*** Supplied data Section Begins ***

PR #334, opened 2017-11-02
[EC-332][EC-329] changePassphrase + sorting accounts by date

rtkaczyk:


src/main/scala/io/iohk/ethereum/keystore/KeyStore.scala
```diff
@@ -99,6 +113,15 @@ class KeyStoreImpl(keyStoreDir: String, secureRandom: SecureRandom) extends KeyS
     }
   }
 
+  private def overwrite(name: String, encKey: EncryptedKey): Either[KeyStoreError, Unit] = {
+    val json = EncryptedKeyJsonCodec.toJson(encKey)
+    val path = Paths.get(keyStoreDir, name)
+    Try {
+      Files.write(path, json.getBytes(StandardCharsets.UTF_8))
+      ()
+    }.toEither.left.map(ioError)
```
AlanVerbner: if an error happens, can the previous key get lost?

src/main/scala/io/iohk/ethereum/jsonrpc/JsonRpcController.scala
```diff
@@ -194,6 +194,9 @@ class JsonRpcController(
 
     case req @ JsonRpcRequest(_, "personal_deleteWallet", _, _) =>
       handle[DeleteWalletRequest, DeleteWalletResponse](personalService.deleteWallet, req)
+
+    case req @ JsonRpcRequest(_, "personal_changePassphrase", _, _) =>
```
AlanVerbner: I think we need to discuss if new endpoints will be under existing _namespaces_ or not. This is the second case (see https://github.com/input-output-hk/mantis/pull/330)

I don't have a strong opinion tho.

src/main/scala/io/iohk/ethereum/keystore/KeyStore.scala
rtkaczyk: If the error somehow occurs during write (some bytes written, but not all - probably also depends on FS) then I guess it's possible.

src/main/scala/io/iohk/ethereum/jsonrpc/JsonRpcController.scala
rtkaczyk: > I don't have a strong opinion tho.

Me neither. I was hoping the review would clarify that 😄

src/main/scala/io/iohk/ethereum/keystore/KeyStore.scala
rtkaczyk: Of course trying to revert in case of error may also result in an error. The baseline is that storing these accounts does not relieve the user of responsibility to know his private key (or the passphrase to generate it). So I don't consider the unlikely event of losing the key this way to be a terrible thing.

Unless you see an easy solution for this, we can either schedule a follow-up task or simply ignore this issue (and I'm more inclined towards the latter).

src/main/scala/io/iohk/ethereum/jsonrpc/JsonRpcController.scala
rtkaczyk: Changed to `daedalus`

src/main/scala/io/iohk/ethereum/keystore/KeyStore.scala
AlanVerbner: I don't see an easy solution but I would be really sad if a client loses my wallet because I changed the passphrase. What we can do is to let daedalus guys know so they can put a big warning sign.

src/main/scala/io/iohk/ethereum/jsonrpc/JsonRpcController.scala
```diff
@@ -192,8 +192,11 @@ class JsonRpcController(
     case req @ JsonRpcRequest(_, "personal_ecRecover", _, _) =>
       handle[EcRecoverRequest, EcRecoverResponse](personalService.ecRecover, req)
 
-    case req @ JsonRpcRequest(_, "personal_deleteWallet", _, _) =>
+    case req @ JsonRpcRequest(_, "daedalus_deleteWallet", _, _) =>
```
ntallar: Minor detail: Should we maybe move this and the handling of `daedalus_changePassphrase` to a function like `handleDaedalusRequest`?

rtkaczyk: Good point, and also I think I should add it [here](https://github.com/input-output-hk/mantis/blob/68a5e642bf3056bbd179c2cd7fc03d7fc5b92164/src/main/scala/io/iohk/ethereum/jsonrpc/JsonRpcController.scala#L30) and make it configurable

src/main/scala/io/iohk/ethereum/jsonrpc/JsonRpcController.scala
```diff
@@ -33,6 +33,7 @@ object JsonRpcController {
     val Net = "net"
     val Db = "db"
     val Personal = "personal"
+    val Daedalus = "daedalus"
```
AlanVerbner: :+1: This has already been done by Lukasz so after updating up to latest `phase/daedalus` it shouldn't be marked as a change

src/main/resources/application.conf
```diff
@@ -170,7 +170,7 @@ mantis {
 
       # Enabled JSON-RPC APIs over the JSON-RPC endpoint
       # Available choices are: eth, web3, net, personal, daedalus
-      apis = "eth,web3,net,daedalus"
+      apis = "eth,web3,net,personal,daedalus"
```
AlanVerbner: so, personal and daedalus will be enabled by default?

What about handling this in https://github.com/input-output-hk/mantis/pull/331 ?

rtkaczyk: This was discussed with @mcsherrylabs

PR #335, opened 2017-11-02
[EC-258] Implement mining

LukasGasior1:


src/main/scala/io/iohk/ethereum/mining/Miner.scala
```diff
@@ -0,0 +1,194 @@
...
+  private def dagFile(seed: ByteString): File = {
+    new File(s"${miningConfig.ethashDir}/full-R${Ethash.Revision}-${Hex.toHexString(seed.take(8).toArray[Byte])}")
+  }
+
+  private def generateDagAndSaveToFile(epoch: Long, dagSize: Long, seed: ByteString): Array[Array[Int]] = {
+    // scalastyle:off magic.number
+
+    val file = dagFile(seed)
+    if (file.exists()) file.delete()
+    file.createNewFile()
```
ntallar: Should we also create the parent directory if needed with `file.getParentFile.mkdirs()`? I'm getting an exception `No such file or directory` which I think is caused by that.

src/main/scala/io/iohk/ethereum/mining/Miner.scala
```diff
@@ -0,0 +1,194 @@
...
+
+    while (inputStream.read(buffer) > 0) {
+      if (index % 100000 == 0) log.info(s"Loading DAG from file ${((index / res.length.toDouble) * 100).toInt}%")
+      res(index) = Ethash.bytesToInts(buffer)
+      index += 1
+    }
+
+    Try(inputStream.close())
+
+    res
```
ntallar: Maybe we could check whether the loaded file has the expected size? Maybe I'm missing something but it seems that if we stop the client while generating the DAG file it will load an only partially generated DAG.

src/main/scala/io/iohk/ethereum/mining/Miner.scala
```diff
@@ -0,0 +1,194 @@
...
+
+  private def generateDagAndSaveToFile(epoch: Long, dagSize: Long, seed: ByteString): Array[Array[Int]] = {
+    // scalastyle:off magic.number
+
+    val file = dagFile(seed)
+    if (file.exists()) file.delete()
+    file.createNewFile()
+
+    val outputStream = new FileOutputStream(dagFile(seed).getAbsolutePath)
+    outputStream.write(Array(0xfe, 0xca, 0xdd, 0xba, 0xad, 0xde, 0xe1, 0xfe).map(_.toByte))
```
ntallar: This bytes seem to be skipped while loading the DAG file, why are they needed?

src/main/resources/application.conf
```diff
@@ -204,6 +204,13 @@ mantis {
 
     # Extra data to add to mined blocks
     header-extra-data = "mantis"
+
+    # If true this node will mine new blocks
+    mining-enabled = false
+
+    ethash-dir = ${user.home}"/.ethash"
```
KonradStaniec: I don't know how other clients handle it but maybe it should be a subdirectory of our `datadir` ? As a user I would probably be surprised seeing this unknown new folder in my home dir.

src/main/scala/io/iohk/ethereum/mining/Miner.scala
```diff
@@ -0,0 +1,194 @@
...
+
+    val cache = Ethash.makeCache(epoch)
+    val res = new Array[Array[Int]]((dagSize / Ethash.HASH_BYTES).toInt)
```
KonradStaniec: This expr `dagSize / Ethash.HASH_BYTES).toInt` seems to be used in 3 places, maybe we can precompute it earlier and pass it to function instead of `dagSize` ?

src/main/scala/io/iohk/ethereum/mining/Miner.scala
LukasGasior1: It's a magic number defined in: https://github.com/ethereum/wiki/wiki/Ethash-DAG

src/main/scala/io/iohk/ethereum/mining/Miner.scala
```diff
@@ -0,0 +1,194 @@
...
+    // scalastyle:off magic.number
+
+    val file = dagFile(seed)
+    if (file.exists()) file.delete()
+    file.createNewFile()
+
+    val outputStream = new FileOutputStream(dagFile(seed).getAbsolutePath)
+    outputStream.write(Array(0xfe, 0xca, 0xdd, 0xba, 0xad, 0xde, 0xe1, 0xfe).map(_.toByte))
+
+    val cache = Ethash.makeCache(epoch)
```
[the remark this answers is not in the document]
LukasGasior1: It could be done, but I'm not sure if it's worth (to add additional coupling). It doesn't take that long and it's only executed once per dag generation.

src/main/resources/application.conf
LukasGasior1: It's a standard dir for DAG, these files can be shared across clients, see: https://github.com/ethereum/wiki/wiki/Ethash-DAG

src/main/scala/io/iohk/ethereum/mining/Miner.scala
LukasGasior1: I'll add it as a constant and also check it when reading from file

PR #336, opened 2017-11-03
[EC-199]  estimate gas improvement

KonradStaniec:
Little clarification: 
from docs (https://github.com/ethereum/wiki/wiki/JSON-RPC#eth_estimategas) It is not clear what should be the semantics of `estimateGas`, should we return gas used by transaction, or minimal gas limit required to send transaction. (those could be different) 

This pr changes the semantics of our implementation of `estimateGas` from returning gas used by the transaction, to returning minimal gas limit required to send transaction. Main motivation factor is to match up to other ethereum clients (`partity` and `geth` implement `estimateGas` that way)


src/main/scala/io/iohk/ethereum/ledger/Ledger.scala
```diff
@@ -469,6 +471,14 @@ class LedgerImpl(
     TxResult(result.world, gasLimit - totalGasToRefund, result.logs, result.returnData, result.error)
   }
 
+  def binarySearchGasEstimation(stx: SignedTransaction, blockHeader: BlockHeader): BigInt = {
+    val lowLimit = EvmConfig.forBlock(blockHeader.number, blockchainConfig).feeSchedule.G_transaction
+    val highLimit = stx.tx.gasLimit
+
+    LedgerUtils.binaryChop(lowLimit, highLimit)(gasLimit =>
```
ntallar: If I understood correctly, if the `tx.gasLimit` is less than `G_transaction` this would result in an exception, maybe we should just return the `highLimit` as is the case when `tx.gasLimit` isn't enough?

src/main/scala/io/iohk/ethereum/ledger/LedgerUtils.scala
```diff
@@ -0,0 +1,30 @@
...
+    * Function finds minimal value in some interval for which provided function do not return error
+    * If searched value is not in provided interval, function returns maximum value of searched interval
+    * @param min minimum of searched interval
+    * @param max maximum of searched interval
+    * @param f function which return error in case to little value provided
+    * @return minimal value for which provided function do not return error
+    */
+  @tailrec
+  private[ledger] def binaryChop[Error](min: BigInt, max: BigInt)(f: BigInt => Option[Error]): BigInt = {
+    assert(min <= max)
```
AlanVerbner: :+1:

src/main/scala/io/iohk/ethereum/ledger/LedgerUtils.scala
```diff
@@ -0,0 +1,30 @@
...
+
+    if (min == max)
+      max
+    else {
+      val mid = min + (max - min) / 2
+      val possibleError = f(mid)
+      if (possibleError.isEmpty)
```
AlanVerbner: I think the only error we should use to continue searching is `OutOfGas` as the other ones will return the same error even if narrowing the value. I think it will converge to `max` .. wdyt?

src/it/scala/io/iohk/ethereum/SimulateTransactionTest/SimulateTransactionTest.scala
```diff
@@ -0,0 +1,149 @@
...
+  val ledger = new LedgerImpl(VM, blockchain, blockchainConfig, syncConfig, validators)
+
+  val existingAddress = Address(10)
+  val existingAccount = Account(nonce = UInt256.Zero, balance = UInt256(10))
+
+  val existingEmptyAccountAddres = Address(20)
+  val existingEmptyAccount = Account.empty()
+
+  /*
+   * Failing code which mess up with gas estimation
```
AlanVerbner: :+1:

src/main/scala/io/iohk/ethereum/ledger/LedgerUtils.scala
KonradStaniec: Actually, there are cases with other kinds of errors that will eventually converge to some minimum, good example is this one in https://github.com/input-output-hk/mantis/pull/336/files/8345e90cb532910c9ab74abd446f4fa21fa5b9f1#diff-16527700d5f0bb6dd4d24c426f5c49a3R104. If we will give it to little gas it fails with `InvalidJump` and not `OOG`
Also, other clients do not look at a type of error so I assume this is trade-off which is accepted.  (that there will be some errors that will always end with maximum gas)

*** Supplied data Section Ends ***

#### What the task asks:
Reproduce each line of the records in which the word "github" appears.

#### Answer to the problem:
AlanVerbner: I think we need to discuss if new endpoints will be under existing _namespaces_ or not. This is the second case (see https://github.com/input-output-hk/mantis/pull/330)
rtkaczyk: Good point, and also I think I should add it [here](https://github.com/input-output-hk/mantis/blob/68a5e642bf3056bbd179c2cd7fc03d7fc5b92164/src/main/scala/io/iohk/ethereum/jsonrpc/JsonRpcController.scala#L30) and make it configurable
What about handling this in https://github.com/input-output-hk/mantis/pull/331 ?
LukasGasior1: It's a magic number defined in: https://github.com/ethereum/wiki/wiki/Ethash-DAG
LukasGasior1: It's a standard dir for DAG, these files can be shared across clients, see: https://github.com/ethereum/wiki/wiki/Ethash-DAG
from docs (https://github.com/ethereum/wiki/wiki/JSON-RPC#eth_estimategas) It is not clear what should be the semantics of `estimateGas`, should we return gas used by transaction, or minimal gas limit required to send transaction. (those could be different) 
KonradStaniec: Actually, there are cases with other kinds of errors that will eventually converge to some minimum, good example is this one in https://github.com/input-output-hk/mantis/pull/336/files/8345e90cb532910c9ab74abd446f4fa21fa5b9f1#diff-16527700d5f0bb6dd4d24c426f5c49a3R104. If we will give it to little gas it fails with `InvalidJump` and not `OOG`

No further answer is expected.